**TASK DESCRIPTION:** In the listing below, find the line containing "[Here is commit" and the line containing "Screenshot 2024-05-24 at 08 51 16". Repeat exactly those two lines and every line between them.

• • • •

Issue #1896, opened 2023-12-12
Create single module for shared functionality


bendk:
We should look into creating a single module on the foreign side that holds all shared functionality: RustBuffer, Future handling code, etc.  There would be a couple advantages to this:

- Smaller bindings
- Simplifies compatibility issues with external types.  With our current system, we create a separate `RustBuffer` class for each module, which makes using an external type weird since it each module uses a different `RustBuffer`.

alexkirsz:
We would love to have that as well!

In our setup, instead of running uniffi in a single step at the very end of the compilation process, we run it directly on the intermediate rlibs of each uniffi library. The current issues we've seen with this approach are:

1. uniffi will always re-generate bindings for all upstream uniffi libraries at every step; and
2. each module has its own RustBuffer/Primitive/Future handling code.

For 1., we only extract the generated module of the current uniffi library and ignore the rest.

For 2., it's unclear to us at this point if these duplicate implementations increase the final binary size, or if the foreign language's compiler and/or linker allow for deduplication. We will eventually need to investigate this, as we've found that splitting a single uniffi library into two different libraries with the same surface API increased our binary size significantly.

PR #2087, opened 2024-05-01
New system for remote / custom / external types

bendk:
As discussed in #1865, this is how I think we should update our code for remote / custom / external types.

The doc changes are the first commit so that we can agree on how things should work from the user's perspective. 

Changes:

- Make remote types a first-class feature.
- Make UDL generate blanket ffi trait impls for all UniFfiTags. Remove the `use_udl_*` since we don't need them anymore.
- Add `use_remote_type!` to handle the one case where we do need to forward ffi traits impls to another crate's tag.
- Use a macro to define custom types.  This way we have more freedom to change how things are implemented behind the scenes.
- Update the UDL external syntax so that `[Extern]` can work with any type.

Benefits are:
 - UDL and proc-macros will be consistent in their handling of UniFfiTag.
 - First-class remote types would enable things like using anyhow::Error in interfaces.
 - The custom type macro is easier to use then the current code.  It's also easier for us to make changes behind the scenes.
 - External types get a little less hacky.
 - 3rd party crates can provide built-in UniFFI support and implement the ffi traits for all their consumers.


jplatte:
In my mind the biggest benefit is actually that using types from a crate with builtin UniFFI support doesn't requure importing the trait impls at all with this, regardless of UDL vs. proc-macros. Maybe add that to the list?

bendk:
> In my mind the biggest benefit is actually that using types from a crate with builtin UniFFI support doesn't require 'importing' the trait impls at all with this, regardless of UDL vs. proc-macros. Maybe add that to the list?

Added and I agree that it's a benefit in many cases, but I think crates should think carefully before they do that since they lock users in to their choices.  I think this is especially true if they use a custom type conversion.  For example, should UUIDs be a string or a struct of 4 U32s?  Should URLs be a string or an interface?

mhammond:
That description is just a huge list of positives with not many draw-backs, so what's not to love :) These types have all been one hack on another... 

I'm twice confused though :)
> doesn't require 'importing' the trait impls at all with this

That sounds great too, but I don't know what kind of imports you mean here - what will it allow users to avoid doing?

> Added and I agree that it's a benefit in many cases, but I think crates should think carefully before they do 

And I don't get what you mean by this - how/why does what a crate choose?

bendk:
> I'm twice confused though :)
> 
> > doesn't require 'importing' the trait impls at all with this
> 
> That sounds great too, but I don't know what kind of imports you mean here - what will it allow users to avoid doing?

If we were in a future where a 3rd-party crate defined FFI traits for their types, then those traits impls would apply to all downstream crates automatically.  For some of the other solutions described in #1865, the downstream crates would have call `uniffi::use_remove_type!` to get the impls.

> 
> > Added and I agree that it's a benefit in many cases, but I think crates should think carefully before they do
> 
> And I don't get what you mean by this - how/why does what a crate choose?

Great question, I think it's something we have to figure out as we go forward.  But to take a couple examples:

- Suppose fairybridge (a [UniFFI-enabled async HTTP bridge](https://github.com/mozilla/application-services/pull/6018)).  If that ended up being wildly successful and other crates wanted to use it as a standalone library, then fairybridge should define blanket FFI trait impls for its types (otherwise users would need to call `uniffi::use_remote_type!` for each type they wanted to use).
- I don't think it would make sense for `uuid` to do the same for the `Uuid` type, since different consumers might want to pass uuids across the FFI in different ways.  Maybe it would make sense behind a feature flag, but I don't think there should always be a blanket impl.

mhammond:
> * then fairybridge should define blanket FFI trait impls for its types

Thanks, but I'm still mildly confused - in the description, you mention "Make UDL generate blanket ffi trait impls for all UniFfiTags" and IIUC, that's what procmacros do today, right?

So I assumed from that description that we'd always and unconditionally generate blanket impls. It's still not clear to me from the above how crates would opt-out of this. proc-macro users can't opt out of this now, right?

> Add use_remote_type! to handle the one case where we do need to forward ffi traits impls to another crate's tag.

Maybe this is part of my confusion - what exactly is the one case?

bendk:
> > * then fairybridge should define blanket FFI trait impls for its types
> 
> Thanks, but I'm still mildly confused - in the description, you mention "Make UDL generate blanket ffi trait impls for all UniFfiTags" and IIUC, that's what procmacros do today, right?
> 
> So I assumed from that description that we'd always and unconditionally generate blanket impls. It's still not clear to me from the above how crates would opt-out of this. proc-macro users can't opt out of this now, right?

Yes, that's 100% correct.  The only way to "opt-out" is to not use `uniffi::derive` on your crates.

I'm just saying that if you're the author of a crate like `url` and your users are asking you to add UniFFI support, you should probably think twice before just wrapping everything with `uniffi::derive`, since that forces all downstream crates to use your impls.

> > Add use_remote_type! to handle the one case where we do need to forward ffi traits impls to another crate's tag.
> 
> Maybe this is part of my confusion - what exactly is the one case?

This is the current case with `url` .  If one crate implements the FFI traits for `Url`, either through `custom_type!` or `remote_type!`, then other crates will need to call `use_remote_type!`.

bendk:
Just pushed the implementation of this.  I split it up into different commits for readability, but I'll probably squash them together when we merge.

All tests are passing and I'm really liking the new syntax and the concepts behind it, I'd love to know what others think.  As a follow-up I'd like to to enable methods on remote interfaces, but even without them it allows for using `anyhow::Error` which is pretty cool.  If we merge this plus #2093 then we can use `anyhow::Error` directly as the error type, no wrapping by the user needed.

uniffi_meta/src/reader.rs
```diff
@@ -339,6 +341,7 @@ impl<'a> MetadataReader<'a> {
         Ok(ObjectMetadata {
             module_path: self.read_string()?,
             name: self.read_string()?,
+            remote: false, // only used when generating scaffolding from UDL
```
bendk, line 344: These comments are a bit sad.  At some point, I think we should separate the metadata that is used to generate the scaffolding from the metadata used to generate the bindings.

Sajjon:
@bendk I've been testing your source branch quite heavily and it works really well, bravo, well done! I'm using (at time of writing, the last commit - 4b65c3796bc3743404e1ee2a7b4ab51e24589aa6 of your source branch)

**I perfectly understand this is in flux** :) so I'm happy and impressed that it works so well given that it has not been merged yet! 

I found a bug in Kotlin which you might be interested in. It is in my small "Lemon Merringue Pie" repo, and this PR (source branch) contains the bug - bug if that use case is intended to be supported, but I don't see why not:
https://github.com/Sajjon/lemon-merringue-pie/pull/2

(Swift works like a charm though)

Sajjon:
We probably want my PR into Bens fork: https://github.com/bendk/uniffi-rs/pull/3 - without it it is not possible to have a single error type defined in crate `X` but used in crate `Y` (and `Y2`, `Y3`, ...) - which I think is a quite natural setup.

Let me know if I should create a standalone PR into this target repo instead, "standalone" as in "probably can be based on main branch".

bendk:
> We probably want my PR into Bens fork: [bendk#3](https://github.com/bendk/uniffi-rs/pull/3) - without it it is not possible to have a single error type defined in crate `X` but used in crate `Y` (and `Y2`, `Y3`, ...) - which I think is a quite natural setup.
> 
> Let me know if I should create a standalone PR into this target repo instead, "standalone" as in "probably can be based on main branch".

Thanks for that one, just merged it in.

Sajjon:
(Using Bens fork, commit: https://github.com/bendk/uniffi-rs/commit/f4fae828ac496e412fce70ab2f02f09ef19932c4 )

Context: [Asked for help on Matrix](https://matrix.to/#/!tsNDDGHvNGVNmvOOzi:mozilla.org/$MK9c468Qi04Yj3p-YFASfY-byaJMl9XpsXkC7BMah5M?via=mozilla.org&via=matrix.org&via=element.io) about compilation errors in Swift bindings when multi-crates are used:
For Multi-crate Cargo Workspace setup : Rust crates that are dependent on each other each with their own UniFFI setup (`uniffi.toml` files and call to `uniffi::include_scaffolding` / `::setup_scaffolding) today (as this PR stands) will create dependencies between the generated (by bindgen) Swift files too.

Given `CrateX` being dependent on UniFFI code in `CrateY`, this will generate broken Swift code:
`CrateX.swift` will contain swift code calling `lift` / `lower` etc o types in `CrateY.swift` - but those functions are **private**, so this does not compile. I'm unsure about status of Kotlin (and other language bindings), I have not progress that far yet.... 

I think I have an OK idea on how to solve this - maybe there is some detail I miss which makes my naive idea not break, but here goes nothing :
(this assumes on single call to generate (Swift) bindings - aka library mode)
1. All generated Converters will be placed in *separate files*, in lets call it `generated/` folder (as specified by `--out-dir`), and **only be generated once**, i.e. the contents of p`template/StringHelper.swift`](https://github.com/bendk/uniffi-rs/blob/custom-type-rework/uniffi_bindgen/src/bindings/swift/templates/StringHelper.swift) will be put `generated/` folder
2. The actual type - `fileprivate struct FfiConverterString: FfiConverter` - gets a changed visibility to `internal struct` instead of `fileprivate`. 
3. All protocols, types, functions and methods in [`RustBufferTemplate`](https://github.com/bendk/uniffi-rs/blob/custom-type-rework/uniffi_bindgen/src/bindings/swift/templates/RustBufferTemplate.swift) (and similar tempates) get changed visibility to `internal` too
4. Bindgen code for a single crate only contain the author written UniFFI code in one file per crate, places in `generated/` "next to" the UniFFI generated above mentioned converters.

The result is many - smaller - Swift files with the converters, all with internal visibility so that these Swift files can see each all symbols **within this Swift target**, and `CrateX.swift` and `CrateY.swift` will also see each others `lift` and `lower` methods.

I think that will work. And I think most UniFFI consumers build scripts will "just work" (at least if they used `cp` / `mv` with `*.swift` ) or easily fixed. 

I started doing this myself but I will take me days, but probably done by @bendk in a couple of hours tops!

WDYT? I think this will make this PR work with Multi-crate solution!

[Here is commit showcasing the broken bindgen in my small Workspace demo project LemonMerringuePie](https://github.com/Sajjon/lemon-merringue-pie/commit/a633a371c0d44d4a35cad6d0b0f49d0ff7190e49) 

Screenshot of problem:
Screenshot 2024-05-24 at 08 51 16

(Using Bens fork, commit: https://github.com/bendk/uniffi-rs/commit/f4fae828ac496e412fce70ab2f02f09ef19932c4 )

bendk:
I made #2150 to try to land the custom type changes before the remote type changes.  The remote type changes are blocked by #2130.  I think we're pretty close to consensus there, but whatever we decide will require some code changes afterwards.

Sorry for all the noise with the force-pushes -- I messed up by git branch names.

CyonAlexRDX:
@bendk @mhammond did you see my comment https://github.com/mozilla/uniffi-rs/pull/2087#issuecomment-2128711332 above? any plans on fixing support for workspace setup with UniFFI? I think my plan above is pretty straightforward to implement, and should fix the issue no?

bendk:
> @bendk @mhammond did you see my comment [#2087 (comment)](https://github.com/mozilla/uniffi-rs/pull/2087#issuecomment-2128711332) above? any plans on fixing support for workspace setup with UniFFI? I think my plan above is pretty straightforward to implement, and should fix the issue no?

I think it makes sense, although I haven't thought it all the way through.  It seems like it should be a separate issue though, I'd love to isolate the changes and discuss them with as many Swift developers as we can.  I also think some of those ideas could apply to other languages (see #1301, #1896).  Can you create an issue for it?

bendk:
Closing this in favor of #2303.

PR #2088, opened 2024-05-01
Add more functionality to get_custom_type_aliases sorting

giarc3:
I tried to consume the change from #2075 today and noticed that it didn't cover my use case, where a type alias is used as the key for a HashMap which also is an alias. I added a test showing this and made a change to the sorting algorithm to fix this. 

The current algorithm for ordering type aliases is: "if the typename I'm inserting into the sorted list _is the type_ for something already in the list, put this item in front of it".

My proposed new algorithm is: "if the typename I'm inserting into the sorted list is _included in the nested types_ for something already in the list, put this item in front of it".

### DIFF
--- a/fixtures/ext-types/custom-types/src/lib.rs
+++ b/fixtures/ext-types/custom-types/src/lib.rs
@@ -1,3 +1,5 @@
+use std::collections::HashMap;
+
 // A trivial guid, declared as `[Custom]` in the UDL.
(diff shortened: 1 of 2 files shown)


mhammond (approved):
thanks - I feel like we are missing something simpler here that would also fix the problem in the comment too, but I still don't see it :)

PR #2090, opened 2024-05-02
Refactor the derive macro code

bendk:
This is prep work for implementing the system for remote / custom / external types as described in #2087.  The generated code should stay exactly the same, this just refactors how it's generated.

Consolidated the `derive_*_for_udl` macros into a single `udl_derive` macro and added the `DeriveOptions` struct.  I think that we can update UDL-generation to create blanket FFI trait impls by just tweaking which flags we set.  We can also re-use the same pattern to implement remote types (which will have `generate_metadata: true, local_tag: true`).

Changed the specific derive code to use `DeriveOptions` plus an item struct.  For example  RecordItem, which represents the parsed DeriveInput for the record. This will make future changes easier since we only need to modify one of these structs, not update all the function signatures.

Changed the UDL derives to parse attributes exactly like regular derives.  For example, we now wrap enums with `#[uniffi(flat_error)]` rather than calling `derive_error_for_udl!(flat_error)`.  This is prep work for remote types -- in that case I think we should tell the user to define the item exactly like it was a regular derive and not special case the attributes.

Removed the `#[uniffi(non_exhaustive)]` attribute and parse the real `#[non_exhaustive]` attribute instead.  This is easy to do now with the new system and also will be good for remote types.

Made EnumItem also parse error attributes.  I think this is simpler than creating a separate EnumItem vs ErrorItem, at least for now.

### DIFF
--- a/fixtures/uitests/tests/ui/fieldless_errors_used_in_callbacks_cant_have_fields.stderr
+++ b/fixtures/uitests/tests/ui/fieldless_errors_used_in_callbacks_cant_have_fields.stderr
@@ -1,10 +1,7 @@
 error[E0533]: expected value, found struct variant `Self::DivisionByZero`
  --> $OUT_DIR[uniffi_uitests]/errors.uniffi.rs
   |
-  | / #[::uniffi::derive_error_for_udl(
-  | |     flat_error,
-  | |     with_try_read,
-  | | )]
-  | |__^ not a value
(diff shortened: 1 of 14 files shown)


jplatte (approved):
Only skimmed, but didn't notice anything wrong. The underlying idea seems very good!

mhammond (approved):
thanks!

• • • •

**TASK ANSWER:**
[Here is commit showcasing the broken bindgen in my small Workspace demo project LemonMerringuePie](https://github.com/Sajjon/lemon-merringue-pie/commit/a633a371c0d44d4a35cad6d0b0f49d0ff7190e49) 

Screenshot of problem:
Screenshot 2024-05-24 at 08 51 16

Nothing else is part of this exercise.